There are a few positive factors for MRK:
- Higher revenue growth (3 year average) of 19.9 (vs. the industry average of 6.9)
- Lower debt/equity of 0.3 (vs. the average of 0.4)
- Lower P/B and P/S of 2.4 and 2.8 (vs. the industry averages of 3.1 and 2.9)
- Lower Forward P/E of 11.2 (vs. the S&P 500's average of 14.0)

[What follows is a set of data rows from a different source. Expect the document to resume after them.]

PR #468, opened 2026-08-12
Dynamically link CUDA when using HIP NVIDIA platform

elliottslaughter:
HIP apparently defaults to statically linking CUDA when using the NVIDIA platform, and that causes bad things to happen when the application (or Legion) also uses HIP.


elliottslaughter:
Here's the integrated CI job with Legion: https://gitlab.com/StanfordLegion/legion/-/pipelines/2755586365

lightsighter (approved):

PR #475, opened 2026-08-31
Fix mixed-prefix drain in reuse_storage_immediate

lightsighter:
The oldest-entry drain loop applied the offsets-flavor PendingRelease::release() to every entry it drained, but the allocated/offsets outputs are only meaningful for old_inst's own redistrict entry. A ready follower swept up by the drain misbehaved:

 - a plain destroy (empty redistrict_tags) trips the assert(!redistrict_tags.empty()) in debug builds; in release builds split_range returns 0 and clobbers 'allocated', mis-notifying old_inst's already-placed children as ALLOC_EVENTUAL_FAILURE while their tags stay live in current_allocator (leaked ranges)
 - a redistrict follower with more children than old_inst overflows the offsets vector inside split_range (out-of-bounds write)

Apply the offsets-flavor release only to old_inst's own entry and drain followers with the void flavor, matching the equivalent drain in release_storage_immediate.

Adds two DeferredAllocBadPathTest units covering both follower shapes; on the unfixed code they reproduce the two assertion failures exactly.

Adjudicated as BUG-7 in tla/allocation/bugs/BUG-7.md (checked in separately with the deferred-allocation verification campaign).

### DIFF
--- a/src/realm/mem_impl.cc
+++ b/src/realm/mem_impl.cc
@@ -1369,7 +1369,18 @@ namespace Realm {
 
           // catch up the current state
           do {
-            allocated = it->release(current_allocator, offsets);
+            if(it->inst == old_inst) {
+              // only old_inst's own entry uses the offsets flavor -
+              //  'allocated'/'offsets' describe old_inst's new instances and
+              //  must not be clobbered by drained followers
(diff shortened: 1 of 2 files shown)


eddy16112 (approved):
LGTM

PR #476, opened 2026-09-06
Fix Remote Task Spawn Leak

lightsighter:
Every `Realm::Task` created on behalf of a `SpawnTaskMessage` leaks, along with
its argument buffer when `arglen > 64`. `Operation::Operation` hands its single
reference to the finish event via `set_trigger_op`, and `GenEventImpl::trigger`
only released that reference in the `my_node_id == owner` branch. A task spawned
by another node always has a finish event owned by the spawner, so completing it
took the non-owner branch and the reference was stranded. It was released only
if a later remote spawn happened to reuse the same event slot at the next
generation, which dropped the previous operation in `set_trigger_op`.

Observed on a 256-rank S3D run: on one rank, 100,002 of 113,152 remote-spawned
Task objects were never freed (88 MB over ~90 s), and 98% of the ones that were
freed died within 50 us of a new spawn arriving on the same event slot.

A second variant also leaks: `set_trigger_op` required `generation + 1 == gen`,
but a remote proxy's `generation` only advances on local triggers and owner
updates, so a lagging proxy silently declined the operation, leaving its
reference with no holder and making it invisible to `Event::cancel_operation`.

Introduced by fc40bf5e49 ("realm: Reduce lock contention in local task spawning
and completion"), which replaced the `OperationTable` waiter (woken in both
trigger branches) with the `set_trigger_op` handoff.

## Fix

- Track the generation the trigger op belongs to (`current_trigger_op_gen`).
- `trigger()` detaches the op under the mutex in both the owner and non-owner
  branches when the generation matches, and releases it once outside the mutex.
- `set_trigger_op` accepts any `gen > generation` (still asserts `generation + 1`
  on the owner) and returns whether it took ownership. Dropping a previous op is
  now guarded by `REALM_USE_OPERATION_TABLE`, since without the table the op
  releases itself and the unconditional drop was a double release in the race
  window where the trigger message has been sent but local state not yet updated.
- `get_trigger_op` matches on the stored generation, so cancellation can find
  remotely spawned tasks on a lagging proxy.
- `Operation` records whether the event took its reference and, if not, releases
  it itself in `trigger_finish_event` (read into a local before arming the merger,
  since arming may delete the operation).

## Tests

New `GenEventTest` cases in `tests/unit_tests/event_test.cc`, using a minimal
`Operation` subclass that reports its destruction and a mock communicator:

- `RemoteTriggerReleasesTriggerOp`: completing an op on a remotely owned event
  destroys it.
- `RemoteTriggerOpWithLaggingGeneration`: an op for generation 3 on a proxy at
  generation 0 is tracked, found by `get_trigger_op`, and released on trigger.
- `RemoteTriggerOpReplacedBeforeLocalUpdate`: the mock owner spawns the next
  generation's op from inside the trigger send, before local state updates; the
  older op is released and the delayed local update leaves the newer one alone.

Debug build: 561 unit tests and 40 integration tests pass.


src/realm/event_impl.cc
```diff
@@ -1830,6 +1842,16 @@ namespace Realm {
...
 
+        // if an operation on this node (e.g. a task the owner spawned here) was
+        //  responsible for triggering this generation, the event holds its reference -
+        //  drop it just like the owner does above.  Match on the generation rather than
+        //  on 'generation+1': our view of 'generation' can lag, and a newer operation
+        //  may already have been installed for a later generation (see set_trigger_op)
+        if((current_trigger_op != nullptr) && (current_trigger_op_gen == gen_triggered)) {
+          trigger_op_to_release = current_trigger_op;
+          current_trigger_op = nullptr;
+        }
```
eddy16112, line 1865: My agent found an issue here. Here is the case:
1. node A spawns a task on node B.
2. call `Processor::add_finish_event_precondition(Event P)` to add a precondition event P. 
3. poison the P while the task is still running. 
4. Then the completion event (Event C )of the task will be trigged immediately without waiting for the completion of the task. 
5. Node B sends the trigger notification to A, clears `current_trigger_op`, and calls `remove_reference()`. However, the task may not be finished.

lightsighter: I think I pushed a fix for this. See if your agent is happy with it.

eddy16112 (approved):
LGTM

PR #643, opened 2023-03-09
ci: Grant write permission before toolchain output directory cleanup

stephanosio:
This commit updates the CI workflow to grant write permission to the toolchain build output directory and its sub-directories before attempting to clean up unneeded files.

This is necessary because crosstool-ng may create output directories without write permission (e.g. when building on macOS).


stephanosio (commented):
Manually tested in the CI runner.

Merging as a CI hotfix.

PR #645, opened 2023-03-13
VERSION: Bump to 0.16.0

stephanosio:
Release Zephyr SDK 0.16.0


keith-packard:
Alp Sayin and I have been hacking on microblazeel, trying to get picolibc tests running. It looks like atomics aren't working yet, so there may be some gcc issue (we're using -rc1 for testing). We also have fixes for picolibc on microblazeel that aren't finished yet.

keith-packard:
Looks like at least this patch is missing upstream: https://marc.info/?l=microblaze-uclinux&m=141825239401679&q=mbox

stephanosio:
> Alp Sayin and I have been hacking on microblazeel, trying to get picolibc tests running. It looks like atomics aren't working yet, so there may be some gcc issue (we're using -rc1 for testing). We also have fixes for picolibc on microblazeel that aren't finished yet.

microblazeel support is experimental and only for initial bring-up and testing, so it should not block the release -- any issues with it can be fixed in a later release.

@alpsayin If there are any microblazeel toolchain issues that need to be fixed in the next SDK release, please file a bug in the sdk-ng repository.

alpsayin:
@stephanosio @keith-packard and I caught one more regarding atomic-ungetc just today. Maybe that.

alpsayin:
I should've read the prior message. Yes, will do with a bug report and a future PR.

dkalowsk (approved):
So far haven't had any issues on the arm builds for 0.16

keith-packard:
> microblazeel support is experimental and only for initial bring-up and testing, so it should not block the release -- any issues with it can be fixed in a later release.

sounds good. Do you want a PR for picolibc to have the SDK match what the Zephyr module is using? The only big difference is the addition of wchar_t support so that we can expose a 'full' libstdc++ API.

stephanosio:
> sounds good. Do you want a PR for picolibc to have the SDK match what the Zephyr module is using? The only big difference is the addition of wchar_t support so that we can expose a 'full' libstdc++ API.

I think it would be better to leave that as an enhancement for a future release since wide character support is not a critical feature for Zephyr (or embedded systems in general) and introducing that change at this point can potentially lead to regressions.

keith-packard:
> I think it would be better to leave that as an enhancement for a future release since wide character support is not a critical feature for Zephyr (or embedded systems in general) and introducing that change at this point can potentially lead to regressions.

Sounds fine. Seems a bit unexpected for the Zephyr module to be out of sync from the SDK, but I guess that's actually not at all unlikely. We can wait to update the SDK until the microblaze bits actually work.

keith-packard (approved):
I've been building and testing with this branch without issue for quite a while.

- MRK currently offers an annual dividend of 3.97%
Technically, the MACD (12, 26, 9) indicator is showing a bullish trend. The momentum indicator, RSI (14), is showing a bullish lean at 59.82. MRK is currently trading above its 50-day MA of $42.25 and 200-day MA of $42.34. The next resistance is $43.85, the R1 pivot point, followed by $44.96, the R2 pivot point, as seen from the chart below.
How to Invest
MRK continues to be a great long-term holding with its solid balance sheet and steady cash flow. With current Forward P/E of 11.2, MRK is undervalued compared to its peers. For bullish investors, a credit put option spread of May 18, 2013 $39/$41 put can be reviewed. Investors can also review the following ETFs to gain exposure to MRK:
- Health Care Select Sector SPDR ETF (NYSEARCA:XLV), 7.99% weighting
- First Trust Morningstar Dividend Leaders Index Fund (NYSEARCA:FDL), 7.90% weighting
- iShares Dow Jones U.S. Pharmaceutical Index Fund (NYSEARCA:IHE), 7.72% weighting
- iShares Dow Jones U.S. Healthcare Index Fund (NYSEARCA:IYH), 7.46% weighting
- Vanguard Healthcare ETF (NYSEARCA:VHT), 7.38% weighting
Note: All prices are quoted from the closing of March 4, 2013. Investors and traders are recommended to do their own due diligence and research before making any trading/investing decisions.
Disclosure: I am long MRK. I wrote this article myself, and it expresses my own opinions. I am not receiving compensation for it (other than from Seeking Alpha). I have no business relationship with any company whose stock is mentioned in this article.